RECORDS FOR THE TASK -
PR #17813, opened 2026-04-25
Revert "player/core: increase number of past_frames to 1000"

kasper93:
100 is enough and avoids mistimed frames to affect long term stats. It would be good to improve vsync estimation accuracy, but increasing averaging size alone is not the best solution.

This reverts commit 4e44fe024c8b00c0da2f1c570a9601e0cb0fe641.


Jules-A:
Can't you have it also take into account the framerate and increase it based on that?

PR #17816, opened 2026-04-25
mac/window: respect aspect ratio on title-bar double-click zoom

tralireza:
### What

  When the macOS "Double-click a window's title bar to" preference is set
  to "Zoom" (or the green title-bar button is clicked), mpv windows
  expand to the full screen rectangle, ignoring the video aspect ratio,
  even with `keepaspect-window=yes`.

  ### Why

  `MpvWindow` sets `contentAspectRatio` in the `keepAspect` setter
  (window.swift:48). AppKit honors `contentAspectRatio` for interactive
  drag-resize but not for `zoom:`. For `zoom:`, AppKit calls
  `windowWillUseStandardFrame:defaultFrame:` on the delegate to obtain
  the target frame; without that override it falls back to
  `screen.visibleFrame`, which is screen-aspect.

  ### Fix

  Implement `windowWillUseStandardFrame(_:defaultFrame:)` to aspect-fit
  `unfsContentFrame` inside the proposed default frame, reusing the
  existing `aspectFit()` helper. Pass through unchanged when
  `keepAspect` is off or the window is in fullscreen.

  ### Testing

  - Built on macOS with `gpu-api=vulkan` (MoltenVK), `keepaspect-window=yes`.
  - Title-bar double-click and green button both expand to the largest
    aspect-correct rectangle that fits the visible screen frame.
  - `f` (toggle-fullscreen), `Alt+3/4` (`current-window-scale`), and
    manual drag-resize unchanged.
  - Behavior with `keepaspect=no` / `keepaspect-window=no` unchanged
    (delegate returns `defaultFrame`).

### DIFF
--- a/video/out/mac/window.swift
+++ b/video/out/mac/window.swift
@@ -326,6 +326,11 @@ class Window: NSWindow, NSWindowDelegate {
         }
     }
 
+    func windowWillUseStandardFrame(_ window: NSWindow, defaultFrame: NSRect) -> NSRect {
+        guard keepAspect, !isInFullscreen else { return defaultFrame }
+        return aspectFit(rect: unfsContentFrame, in: defaultFrame)
+    }
+
     func setMaximized(_ stateWanted: Bool) {
         if isZoomed == stateWanted { return }
 


Akemi:
please remove the merge commit and rebase instead. will have a look next week otherwise.

tralireza:
> please remove the merge commit and rebase instead. will have a look next week otherwise.

Done.

tralireza:
@Akemi can you take a look please?
Let me know if I need to do another rebase.

Akemi:
i can't reproduce the problem this is supposed to fix. on my end the current behaviour is already as you described your wanted behaviour, eg `keepaspect-window=yes` keeps the aspect ratio of the window and setting it to `no` uses the full frame.

video/out/mac/window.swift
```diff
@@ -326,6 +326,11 @@ class Window: NSWindow, NSWindowDelegate {
         }
     }
 
+    func windowWillUseStandardFrame(_ window: NSWindow, defaultFrame: NSRect) -> NSRect {
+        guard keepAspect, !isInFullscreen else { return defaultFrame }
```
Akemi, line 330: a guard is not necessary here. there is no optional involved.

tralireza: Yes looks good on the current master.
We could close this.

PR #17820, opened 2026-04-26
sub/sd_sbr: implement `get_{text,lines}`

afishhh:
Requires https://github.com/afishhh/subrandr/pull/169, submitting this earlier in case there are any concerns about the API exposed by subrandr here.

The reason `get_text` has to be stateful can be seen in some (yes, this only happens in some of them) hololive subs where they have translation + original karaoke on screen:
- the first state of the karaoke line comes first in the file and ends up first in subrandr's list
- the translation comes second (it will be under the first line)
- the next karaoke state starts after the translation, this will cause the lines to switch places

Naturally this still swaps the lines after seeking into the middle of such a segment or playing the video backwards but at least they're stable :)

### DIFF
--- a/sub/sd_sbr.c
+++ b/sub/sd_sbr.c
@@ -38,6 +38,11 @@ struct sd_sbr_priv {
     struct sbr_subtitles *sbr_subtitles;
     struct mp_osd_res prev_osd;
     struct mp_sub_packer *packer;
+#if SUBRANDR_MAJOR > 1 || SUBRANDR_MINOR >= 3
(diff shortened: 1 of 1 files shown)


afishhh:
Going to release subrandr v1.3 with the required API soon.

> The reason `get_text` has to be stateful

This might actually end up being a temporary solution since I intend to introduce an API specifically for "rendering" to text at which point `get_text` could just use that. Not happening for v1.3 though so for now this will have to do.

PR #17822, opened 2026-04-26
wayland: only update toplevel state values if we have a valid state

### LINKED ISSUE #17819: Wayland: fullscreen ignored at startup after 45324ce6
The following lines, moved by 45324ce6, should be guarded by `wl->geometry_configured` or equivalent to avoid overwrites on calls with empty states (which is the normal xdg-shell handshake):

https://github.com/mpv-player/mpv/blob/05b327c723f31d864d4e268128097c446bad4e50/video/out/wayland_common.c#L1862-L1872

Dudemanguy:
We have this annoying situation here during the initial window configuration where sometimes we have to update certain values and other times they need to be ignored. 45324ce682cc2668e760849441e337798277b769 made sure to parse the toplevel state before we checked the initial compositor values which is correct. But it's not enough because mpv can have its own initial state (e.g. --fullscreen) and by moving it here it would get overwritten in the toplevel state check and thus ignored. So to have our cake and eat it too, we need to only update the internal state values if we know mpv is in a valid state in the first place. So either we've set the initial geometry already or the compositor has given us some specific initial state to work with. Fixes #17819.

### DIFF
--- a/video/out/wayland_common.c
+++ b/video/out/wayland_common.c
@@ -1851,27 +1851,31 @@ static void handle_toplevel_config(void *data, struct xdg_toplevel *toplevel,
         }
     }
 
-    if (wl->hidden != is_suspended)
+    /* Only update the toplevel state values if either mpv already has
+     * configured its initial geometry or if the compositor gives us some
+     * initial state to use. */
+
+    if ((wl->geometry_configured || is_suspended) && wl->hidden != is_suspended)
         wl->hidden = is_suspended;
 
-    if (wl->resizing != is_resizing) {
+    if ((wl->geometry_configured || is_resizing) && wl->resizing != is_resizing) {
         wl->resizing = is_resizing;
         wl->resizing_constraint = 0;
     }
 
-    if (opts->fullscreen != is_fullscreen) {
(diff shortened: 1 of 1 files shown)


video/out/wayland_common.c
```diff
@@ -1851,27 +1851,31 @@ static void handle_toplevel_config(void *data, struct xdg_toplevel *toplevel,
...
 
-    if (opts->window_maximized != is_maximized) {
+    if ((wl->geometry_configured || is_maximized) && opts->window_maximized != is_maximized) {
         wl->state_change = wl->reconfigured;
         opts->window_maximized = is_maximized;
         m_config_cache_write_opt(wl->opts_cache, &opts->window_maximized);
     }
 
-    if (!is_tiled && wl->tiled)
+    if ((wl->geometry_configured || is_tiled) && !is_tiled && wl->tiled)
```
llyyr: This reduces to `wl->geometry_configured && !is_tiled && wl->tiled`

Dudemanguy: Ah yep, blindly copying and pasting.

Dudemanguy:
Let's give this a try.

WORK ITEM -
Restate word for word the lines in the material above from the one with "- the next karaoke" to the one with "-38,6 +38,11 @@"; both of those lines count, and nothing else does.

SOLUTION TO THIS TASK -
- the next karaoke state starts after the translation, this will cause the lines to switch places

Naturally this still swaps the lines after seeking into the middle of such a segment or playing the video backwards but at least they're stable :)

### DIFF
--- a/sub/sd_sbr.c
+++ b/sub/sd_sbr.c
@@ -38,6 +38,11 @@ struct sd_sbr_priv {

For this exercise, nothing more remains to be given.